Second, we assessed the performance of the prediction model in patients taking anticoagulant therapy at intracerebral haemorrhage onset.

Third, we split by contributing cohort those patients from cohorts that included at least some patients taking anticoagulant therapy at intracerebral haemorrhage onset into one dataset to develop a prediction model and another to validate its performance (using temporal validation, as described above). We considered the same subset of potential predictors as for the first prediction model, with the addition of anticoagulant therapy use at intracerebral haemorrhage onset. We derived a prediction index for intracerebral haemorrhage growth and assessed its performance using the same approaches as for the first prediction model.
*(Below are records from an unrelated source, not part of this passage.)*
PR #14687, opened 2025-07-17
Support http/https URLs in `uv python --python-downloads-json-url`

geofft:


geofft:
I'll fix up docs and I can add some test coverage.

This lets you do things like
```
target/debug/uv python list --python-downloads-json-url https://github.com/astral-sh/uv/raw/0.7.12/crates/uv-python/download-metadata.json
```

The high-level goal here is making it a little bit easier for users to roll back if we unexpectedly break something in python-build-standalone. I also intend to add, likely in separate PRs,
* a `--uv-tag 0.7.12` option that is syntax sugar for the above
* maybe some form of explicit versioning to the JSON, retroactively calling the current format version 1 but printing a nice message if we see `{"version": "2",  ...}` (we do not necessarily have to ever move to version 2, but having the error is nice)
* something to astral-sh/setup-uv to let you use this option

crates/uv-python/src/downloads.rs
```diff
@@ -370,11 +367,13 @@ impl PythonDownloadRequest {
...
     pub fn iter_downloads<'a>(
-        &'a self,
-        python_downloads_json_url: Option<&'a str>,
-    ) -> Result<impl Iterator<Item = &'static ManagedPythonDownload> + use<'a>, Error> {
-        Ok(ManagedPythonDownload::iter_all(python_downloads_json_url)?
-            .filter(move |download| self.satisfied_by_download(download)))
+        &self,
+        downloader: &'a ManagedPythonDownloader,
+    ) -> impl Iterator<Item = &'a ManagedPythonDownload> {
+        let s = self.clone();
```
zanieb: Why do we need to clone here? That seems weird?

zanieb:
I might need a couple sentence summary in the PR description about the high-level approach here.

geofft:
> I might need a couple sentence summary in the PR description about the high-level approach here.

In terms of implementation, or something more like design/intended semantics? In terms of implementation, this is broken down into two commits which you might prefer for reviewing, but the change is basically:
- Instead of having static methods on `ManagedPythonDownload` that populate a `once_cell`, make an explicit `ManagedPythonDownloader` object to hold that state, and adjust a handful of `'static` lifetimes as needed
- Make the `ManagedPythonDownloader` constructor async, so we can do HTTP requests from it
- Also have its callers pass in a client
- Actually do the HTTP request

Oh, one note which I forgot to mention is that per [`serde::from_reader`'s docs](https://docs.rs/serde_json/latest/serde_json/fn.from_reader.html), you definitely shouldn't call it on an unbuffered reader (I ran `strace` and confirmed it's `read`(2)ing one byte at a time) and you might still get better results calling it on a big string than on a buffered reader. So I'm reading the whole thing into memory regardless of source, which should be fine because it's under two megabytes at the moment.

In terms of semantics, this breaks the exciting corner case of parsing `irc://localhost/path/to/file.json` as the local file `/path/to/file.json` and instead treats that as a filename. An `http`/`https` URL is handled (hopefully with the normal set of network configuration for uv?), a valid `file` URL is handled, an invalid `file` URL (with a hostname, except on Windows where you get a UNC path back, or with `%00` or something similarly exciting) is an error, and everything else is treated as a path. There should be no other changes to semantics.

crates/uv/src/commands/python/install.rs
```diff
@@ -231,14 +237,14 @@ pub(crate) async fn install(
                 }]
             })
             .into_iter()
-            .map(|a| InstallRequest::new(a, python_downloads_json_url.as_deref()))
+            .map(|a| InstallRequest::new(a, &downloader))
```
konstin: Not your fault but I'm only now seeing it.

```suggestion
            .map(|request| InstallRequest::new(request, &downloader))
```

crates/uv/src/commands/python/install.rs
```diff
@@ -231,14 +237,14 @@ pub(crate) async fn install(
...
             .collect::<Result<Vec<_>>>()?
         }
     } else {
         targets
             .iter()
             .map(|target| PythonRequest::parse(target.as_str()))
-            .map(|a| InstallRequest::new(a, python_downloads_json_url.as_deref()))
+            .map(|a| InstallRequest::new(a, &downloader))
```
konstin:
```suggestion
            .map(|request| InstallRequest::new(request, &downloader))
```

crates/uv-python/src/downloads.rs
```diff
@@ -370,11 +367,13 @@ impl PythonDownloadRequest {
...
+        downloader
+            .iter_all()
+            .filter(move |download| s.satisfied_by_download(download))
```
konstin:
```suggestion
        downloader
            .iter_all()
            .filter(move |download| self.satisfied_by_download(download))
```

crates/uv/src/commands/python/list.rs
```diff
@@ -104,10 +105,17 @@ pub(crate) async fn list(
...
+            .native_tls(network_settings.native_tls)
+            .allow_insecure_host(network_settings.allow_insecure_host.clone())
+            .build();
+        let downloader =
+            ManagedPythonDownloader::new(&client, python_downloads_json_url.as_deref()).await?;
         let downloads = download_request
             .as_ref()
-            .map(|a| PythonDownloadRequest::iter_downloads(a, python_downloads_json_url.as_deref()))
-            .transpose()?
+            .map(|a| PythonDownloadRequest::iter_downloads(a, &downloader))
```
konstin:
```suggestion
            .map(|request| request.iter_downloads(&downloader))
```

crates/uv-python/src/downloads.rs
```diff
@@ -625,24 +626,24 @@ pub enum DownloadResult {
...
     /// If there is no stable version matching the request, a compatible pre-release version will
     /// be searched for — even if a pre-release was not explicitly requested.
     pub fn from_request(
+        &self,
         request: &PythonDownloadRequest,
-        python_downloads_json_url: Option<&str>,
-    ) -> Result<&'static ManagedPythonDownload, Error> {
-        if let Some(download) = request.iter_downloads(python_downloads_json_url)?.next() {
+    ) -> Result<&ManagedPythonDownload, Error> {
+        if let Some(download) = request.iter_downloads(self).next() {
```
konstin: This call looks backwards, flipping the method so that the call is `self.iter_downloads(request)` would look more natural

crates/uv-python/src/downloads.rs
```diff
@@ -651,49 +652,75 @@ impl ManagedPythonDownload {
...
-                    } else {
-                        Cow::Borrowed(Path::new(json_source))
-                    }
-                } else {
-                    Cow::Borrowed(Path::new(json_source))
-                };
-
-                let file = fs_err::File::open(json_source.as_ref())?;
+    ) -> Result<Self, Error> {
+        // Although read_url() handles file:// URLs and converts them to local file reads, here we
```
konstin, line 668: I tried improving the URL parsing and reusability situation in https://github.com/astral-sh/uv/pull/14712, but I didn't get anything that's noticeable better than the current logic

konstin (commented):
Needs a test as mentioned, the code is looking good already.

crates/uv-python/src/downloads.rs
geofft: Huh, I needed this to get past some sort of lifetiime issue because the iterator captures `self`, but it seems fine now. I must have fixed something else better. I'll get rid of it, thanks!

crates/uv-python/src/downloads.rs
```diff
@@ -625,24 +626,24 @@ pub enum DownloadResult {
     Fetched(PathBuf),
 }
 
-impl ManagedPythonDownload {
+impl ManagedPythonDownloader {
     /// Return the first [`ManagedPythonDownload`] matching a request, if any.
     ///
     /// If there is no stable version matching the request, a compatible pre-release version will
     /// be searched for — even if a pre-release was not explicitly requested.
     pub fn from_request(
```
zanieb: With the rename, this is a little weird? Like `ManagedPythonDownloader::from_request` -> `ManagedPythonDownload` when I'd expect `from_..` to return `Self`.

crates/uv-python/src/downloads.rs
```diff
@@ -625,24 +626,24 @@ pub enum DownloadResult {
     Fetched(PathBuf),
 }
 
-impl ManagedPythonDownload {
+impl ManagedPythonDownloader {
```
zanieb: I might rename this to `ManagedPythonDownloads` then have `download_for_request`and `iter_downloads` methods  (or just `find` and `iter`)? This doesn't actually download the versions, which is a little misleading.

crates/uv-python/src/downloads.rs
geofft: Yeah, for this and Konsti's comment on "this call looks backwards" I was trying to minimize the amount of textual churn, but probably better to not optimize for that (especially now that reviewers have seen the commits so far :) ), I can rework things a bit.

crates/uv-python/src/downloads.rs
```diff
@@ -651,49 +652,75 @@ impl ManagedPythonDownload {
...
         Err(Error::NoDownloadFound(request.clone()))
     }
-    //noinspection RsUnresolvedPath - RustRover can't see through the `include!`
 
-    /// Iterate over all [`ManagedPythonDownload`]s.
-    ///
-    /// Note: The list is generated on the first call to this function.
-    /// so `python_downloads_json_url` is only used in the first call to this function.
-    pub fn iter_all(
+    pub async fn new(
```
zanieb, line 664: This should have a docstring. What's the tldr on why this can't just take a `BaseClientBuilder`? I'm not worried about the performance, but it'd be a little clearer that it doesn't necessarily need a materialized client.

crates/uv-python/src/downloads.rs
```diff
@@ -651,49 +652,75 @@ impl ManagedPythonDownload {
...
+        let json_source = if let Some(url_or_path) = python_downloads_json_url {
+            if let Ok(url) = Url::parse(url_or_path) {
+                match url.scheme() {
+                    "http" | "https" => Source::Http(url),
+                    "file" => {
+                        if let Ok(path) = url.to_file_path() {
+                            Source::Path(Cow::Owned(path))
+                        } else {
+                            return Err(Error::InvalidUrlFormat(url));
+                        }
```
zanieb: nit: I'd probably write this as a `let Ok(...) else return` instead of `if let Ok(...) else return` so you can early return

crates/uv-python/src/downloads.rs
zanieb: I think the rename is also a little confusing because the client you pass to this struct won't be used by `ManagedPythonDownload` for the actual download

geofft: Yes, that occurred to me too. Maybe `ManagedPythonDownloadList` for a little more visual distinction than the plural?

crates/uv-python/src/downloads.rs
zanieb: I looked at the callsites and it seems like you have a `BaseClientBuilder` you could provide instead?

crates/uv-python/src/downloads.rs
zanieb: Yeah I initially suggested that too and edited it out. I don't mind either way — `ManagedPythonDownloads` is a little closer to our typical naming in the project.

crates/uv-python/src/downloads.rs
zanieb: Would be resolved by https://github.com/astral-sh/uv/pull/14687#discussion_r2215923723

Makes sense. In general, don't be afraid to refactor in uv.

crates/uv-python/src/downloads.rs
geofft: It could, the only reason is that two of its callers construct a client shortly after calling this, and so if we passed a builder, we'd be calling `.build()` twice.. If that's not a problem I can definitely change that (and lazy-construct the client if we're in the HTTP(S) case only). But I was worried I'd have to do something like pass a `&mut Option<BaseClient>` to pass the constructed client back to the caller to reuse it, or something.

zanieb: I think it's probably fine if we build twice.

crates/uv-python/src/downloads.rs
```diff
@@ -651,49 +652,88 @@ impl ManagedPythonDownload {
...
+                #[allow(clippy::zero_sized_map_values)]
+                |e| {
+                    let source = match json_source {
+                        Source::BuiltIn => "EMBEDDED IN THE BINARY".to_owned(),
+                        Source::Path(path) => path.to_string_lossy().to_string(),
+                        Source::Http(url) => url.to_string(),
+                    };
+                    if let Ok(keys) =
+                        serde_json::from_slice::<HashMap<String, serde::de::IgnoredAny>>(&buf)
+                        && keys.contains_key("version")
```
konstin, line 722: let-chains are not supported by our minimum rust version yet :/ (if CI still passes with that after rebasing we need to fix CI)

crates/uv-settings/src/settings.rs
```diff
@@ -830,7 +830,7 @@ pub struct PythonInstallMirrors {
 
     /// URL pointing to JSON of custom Python installations.
     ///
-    /// Note that currently, only local paths are supported.
+    /// This can be a local path or file://, http://, or https:// URL.
```
konstin, line 833: This reads like there is a particle missing

konstin (commented):
we need a (wiremock) test, otherwise r+ me on the code.

MeitarR:
Hi @geofft , this feature is something I'm very interested in as well.

I noticed there hasn't been any recent activity - are you still planning to work on it? If not, I'd be happy to help move it forward or open a continuation PR based on your work.

EliteTK:
Superseded by #16542.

Fourth, in cohorts that included at least some patients with data available on the spot sign identified by CT angiography and that also included and distinguished patients taking anticoagulant therapy at onset, we assessed whether spot sign presence was independently associated with intracerebral haemorrhage growth and the predictive performance when it was added to the predictors in the second prediction model.

We did a prespecified sensitivity analysis to compare our findings using a definition of intracerebral haemorrhage growth as an absolute increase of more than 6 mL versus an absolute increase of more than 6 mL or a relative increase of more than 33% in intracerebral haemorrhage volume. We did post-hoc sensitivity analyses to compare associations between time from intracerebral haemorrhage symptom onset to baseline brain imaging and intracerebral haemorrhage volume on baseline imaging with intracerebral haemorrhage growth in cohorts using ABC/2 versus planimetric methods of measuring intracerebral haemorrhage volume and in cohorts from earlier versus later time periods.

Analyses were done using SAS software version 9.4 (SAS Institute) and Stata version 12.1 (StataCorp).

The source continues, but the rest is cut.